Irrelevant nationalism. What does the U.S have to do with China's blatant IP
theft? Plenty of my non-American friends have lost quite a bit due to China's
underhanded tactics, and they're not big players. China isn't stealing IPs
from the U.S because it's "America", they're stealing any IP they can get
their hands on, whether it's from America, Russia or Bulgaria. They've already
"caught up" to the rest of the world as far as technological development goes,
now they're trying to get ahead.

It's largely the reason why every country who participates in the ISS wants
absolutely nothing to do with China and wouldn't let them participate in the
program. There was a vote and it was unanimous. Participating in the ISS would
have opened the doors to a lot of sensitive and classified IPs and nobody
trusts China enough not to abuse their position of corroboration.
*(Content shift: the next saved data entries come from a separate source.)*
PR #1713, opened 2026-08-31
fix(auth): normalize IdP group names before matching scope mappings

### LINKED ISSUE #1689: IdP group names are never normalized, and filter_session_groups drops groups without naming them
## Summary

Two related gaps around IdP group handling. Neither is an authorization defect — access decisions are correct — but together they make a misconfigured group claim close to invisible, which cost us several days on an unrelated investigation (#1648, withdrawn as not-a-bug).

Both are the same shape as #1647: the system behaves as configured, produces no error, and gives the operator nothing to grep for.

## 1. Group names are never normalised, while server names are

Server names go through `_normalize_server_name` (`auth_server/server.py`), which strips leading and trailing slashes so a scope entry written as `/cloudflare-docs` matches a request for `cloudflare-docs`. The docstring is explicit that this exists because the UI and the URL extraction disagree on the leading slash.

Group names get no such treatment. They are compared verbatim in every place they are used:

- `get_group_mappings_bulk` — `find({"group_mappings": {"$in": unique}})`
- `get_all_mapped_group_names` — set union, exact membership
- `filter_session_groups` / `_filter_by_scope_mappings` — `[g for g in groups if g in mapped]`

This matters because **Keycloak's Group Membership protocol mapper emits full group paths by default** when *Full group path* is enabled: the claim carries `/mcp-admins`, not `mcp-admins`. A scope document seeded with `mcp-admins` then matches nothing.

The consequences are silent and compounding:

1. `get_group_mappings_bulk` returns no scope for that group, so the user resolves to fewer scopes than they should.
2. `filter_session_groups` drops the group from the session entirely, because it is not in the mapped-group union.

The user simply has less access than intended, with no error anywhere. The same applies to any IdP that emits a prefixed or differently-cased group identifier.

**Suggestion:** normalise group names at the comparison points, mirroring what `_normalize_server_name` already does for servers — at minimum strip surrounding slashes and whitespace. Doing it in one shared helper would keep the seeding path and the lookup path from drifting. If verbatim matching is deliberate, a note in `group_filter.py` and in the scope-seeding docs would at least make the trap findable.

## 2. `filter_session_groups` logs counts, never names

`auth_server/group_filter.py` intersects the user's IdP groups with the union of every scope's `group_mappings` at login, and persists only the filtered list in the session. The module docstring argues this is lossless for authorization, which is true — *provided* `group_mappings` is complete and in the matching form.

When it is not, the only trace is:

```
Group filter (scope-derived) user=<hash>: 5 -> 1
```

Counts, never names. A user can lose their most important group at login and nothing identifies it. There is no later log line either, because from that point on the session genuinely only has one group, and every downstream line faithfully reports one group.

This is what made #1648 hard: we could see that a user resolved to one scope, but nothing anywhere said which groups had been discarded on the way in, or why.

**Suggestion:** log the dropped group names when the filter removes anything. If group names are considered sensitive — the code already treats them as organisational PII in `validate_server_tool_access`, and Entra group names can encode org units — then DEBUG level, or the count at INFO plus the names at DEBUG, would still be a large improvement over counts alone.

Related: the filter runs only on the session-cookie path (`auth_server/server.py`, at the session write). A bearer-token request reads groups live from the token claim, unfiltered. That asymmetry may well be intentional, but it is not documented, and it means the same user can have different effective permissions depending on how a given request authenticated. A comment saying so would help anyone auditing "what could this user access at 09:43".

## Environment

Found on 1.29.0, Docker Compose, `AUTH_PROVIDER=keycloak` with Keycloak brokering Entra ID over SAML. Both observations are from reading `main` rather than from a reproduction, since our own incident turned out to have a different cause.

AmirF194:
## Root cause

`_normalize_server_name` (`auth_server/server.py`) strips leading/trailing
slashes so a scope entry written as `/cloudflare-docs` still matches a
request for `cloudflare-docs`. Group names never got the same treatment, so
every comparison point matched verbatim:

- `group_filter.py::_filter_by_scope_mappings` (Design C): `[g for g in groups if g in mapped]`
- `group_filter.py::filter_session_groups` (Design B): `[g for g in groups if g in allowed]`
- `server.py::map_groups_to_scopes`, which calls `get_group_mappings_bulk(groups)` (a MongoDB `$in` against unslashed stored `group_mappings`) and falls back to the same exact-match lookup against `SCOPES_CONFIG`

Keycloak's Group Membership mapper emits the full group path (`/mcp-admins`)
when "Full group path" is enabled, while scope mappings are seeded without
the leading slash. A user in that group then silently resolves to zero
scopes for it, both in the session (dropped by the login-time filter) and on
every subsequent authorization check.

## Fix

Added a small `_normalize_group_name` helper (same logic as
`_normalize_server_name`: strip surrounding slashes) at each comparison
point:

- `filter_session_groups` normalizes the incoming groups once, before either
  the Design B allowlist or the Design C scope-derived branch; the allowlist
  and the scope-mapped set are normalized too, so both sides agree.
- `map_groups_to_scopes` normalizes its `groups` argument before calling
  `get_group_mappings_bulk` and before the in-memory fallback lookup, which
  covers all five call sites of this function.

## Scope

This addresses the normalization gap only (the first half of #1689). The
issue also asks for the group filter to log dropped group *names*, not just
counts, plus a documentation note on the bearer-token/session asymmetry;
neither is touched here, so this is `Refs #1689` rather than `Fixes #1689`.

## Verification

- New regression tests in both affected modules (leading-slash IdP claim
  matching an unslashed mapping, allowlist entry, and the bulk scope query),
  confirmed failing against unmodified `auth_server/group_filter.py` and
  `auth_server/server.py` and passing against this branch, in a clean
  `python:3.14-slim` container.
- Full `tests/auth_server/` suite: 820 passed, no regressions, same
  container.
- `ruff check`, `ruff format --check`, and the repo's scoped `mypy` invocation
  (`--ignore-missing-imports --no-strict-optional` on `registry|auth_server`)
  all clean; `bandit` reports no new findings.
- Did not run the registry-wide test suite (needs a MongoDB service
  container); this diff touches only `auth_server/`, and its own tests
  exercise every changed line.

### DIFF
--- a/auth_server/group_filter.py
+++ b/auth_server/group_filter.py
@@ -57,6 +57,18 @@ if ALLOWED_IDP_GROUPS_RAW:
     logger.info("ALLOWED_IDP_GROUPS allowlist active: %d entries", len(ALLOWED_IDP_GROUPS))
 
 
+def _normalize_group_name(name: str) -> str:
+    """Strip leading/trailing slashes for group-name comparison.
+
+    Some IdPs (e.g. Keycloak's Group Membership mapper with "Full group path"
+    enabled) emit the full group path, such as '/mcp-admins', while scope
+    mappings are seeded without the leading slash. Mirrors
+    auth_server.server._normalize_server_name, which handles the identical
+    slash mismatch for server names.
+    """
+    return name.strip("/") if name else name
+
+
 async def _filter_by_scope_mappings(
     groups: list[str],
     username_hash: str,
@@ -88,6 +100,7 @@ async def _filter_by_scope_mappings(
         )
         return groups
 
+    mapped = {_normalize_group_name(g) for g in mapped}
     filtered = [g for g in groups if g in mapped]
     logger.info(
         "Group filter (scope-derived) user=%s: %d -> %d",
@@ -115,9 +128,11 @@ async def filter_session_groups(
     if not groups:
         return groups
 
+    groups = [_normalize_group_name(g) for g in groups]
+
     # Design B takes precedence when configured.
     if ALLOWED_IDP_GROUPS:
-        allowed = set(ALLOWED_IDP_GROUPS)
+        allowed = {_normalize_group_name(g) for g in ALLOWED_IDP_GROUPS}
         filtered = [g for g in groups if g in allowed]
         logger.info(
             "Group filter (allowlist) user=%s: %d -> %d",
--- a/auth_server/server.py
+++ b/auth_server/server.py
@@ -1470,6 +1470,18 @@ def safe_identity_summary(claims: dict) -> dict:
     return summary
 
 
+def _normalize_group_name(name: str) -> str:
+    """Strip leading/trailing slashes for group-name comparison.
+
+    Some IdPs (e.g. Keycloak's Group Membership mapper with "Full group path"
+    enabled) emit the full group path, such as '/mcp-admins', while scope
+    mappings are seeded without the leading slash. Mirrors
+    _normalize_server_name, which handles the identical slash mismatch for
+    server names.
+    """
+    return name.strip("/") if name else name
+
+
 async def map_groups_to_scopes(groups: list[str]) -> list[str]:
     """
     Map identity provider groups to MCP scopes by querying DocumentDB directly.
@@ -1481,6 +1493,7 @@ async def map_groups_to_scopes(groups: list[str]) -> list[str]:
         List of MCP scopes
     """
     scopes = []
+    groups = [_normalize_group_name(g) for g in groups]
 
     # Resolve all groups to scopes in a single query. Issuing one query per
     # group serialized a DB round-trip per group on every authenticated
--- a/tests/auth_server/unit/test_group_filter.py
+++ b/tests/auth_server/unit/test_group_filter.py
@@ -91,6 +91,42 @@ class TestFilterSessionGroups:
         assert result == ["a", "b"]
 
     @pytest.mark.asyncio
+    async def test_scope_derived_normalizes_leading_slash(self):
+        """Design C: a full-group-path IdP claim matches an unslashed mapping.
+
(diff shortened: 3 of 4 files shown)


AmirF194:
This reuses the existing _normalize_server_name pattern from the same file for group claims: Keycloak's full-group-path claim carries a leading slash that group_filter.py's exact string match never strips, so a correctly seeded scope mapping silently never matches. Tests cover both the slash-prefixed and bare-name cases.

auth_server/group_filter.py
```diff
@@ -57,6 +57,18 @@
     logger.info("ALLOWED_IDP_GROUPS allowlist active: %d entries", len(ALLOWED_IDP_GROUPS))
 
 
+def _normalize_group_name(name: str) -> str:
```
omrishiv, line 60: can we extract this to a helper and reuse it?

auth_server/group_filter.py
```diff
@@ -88,6 +100,7 @@ async def _filter_by_scope_mappings(
         )
         return groups
 
+    mapped = {_normalize_group_name(g) for g in mapped}
```
omrishiv, line 103: this normalizes the stored values, but the read is currently not normalized in registry/repositories/documentdb/scope_repository.py. We should normalize at write, which will fix the read as well

auth_server/server.py
omrishiv, line 4300: we might have duplicates here now due to the normalization. worth deduping this potentially

omrishiv (changes requested):
Hi @AmirF194, thank you for the PR, I left a few code comments, but also some overall comments below:

- We need the same normalization on the registry side or we'll run into inconstencies between the UI/API. This is possible to address in both places by normalizing at the provider end (auth_server/providers/keycloak)
- This might break `ALLOWED_IDP_GROUPS=/mcp-admins` for instance. 
- Can we also strip out whitespaces on the normalization?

China is literally bursting with corruption and it boggles my mind why anyone
would want to do business there. My experience with that country is that if
you're _not_ corrupt, you stand no chance. It's not something that's
underhanded or kept "hush hush", but par for the course. Expected.

China really is shooting itself in the foot here. It's not just America
they're pissing off and scaring, but the rest of the world. America isn't the
only country with IPs to lose, and if you think everyone else isn't paying
attention, then you're naive.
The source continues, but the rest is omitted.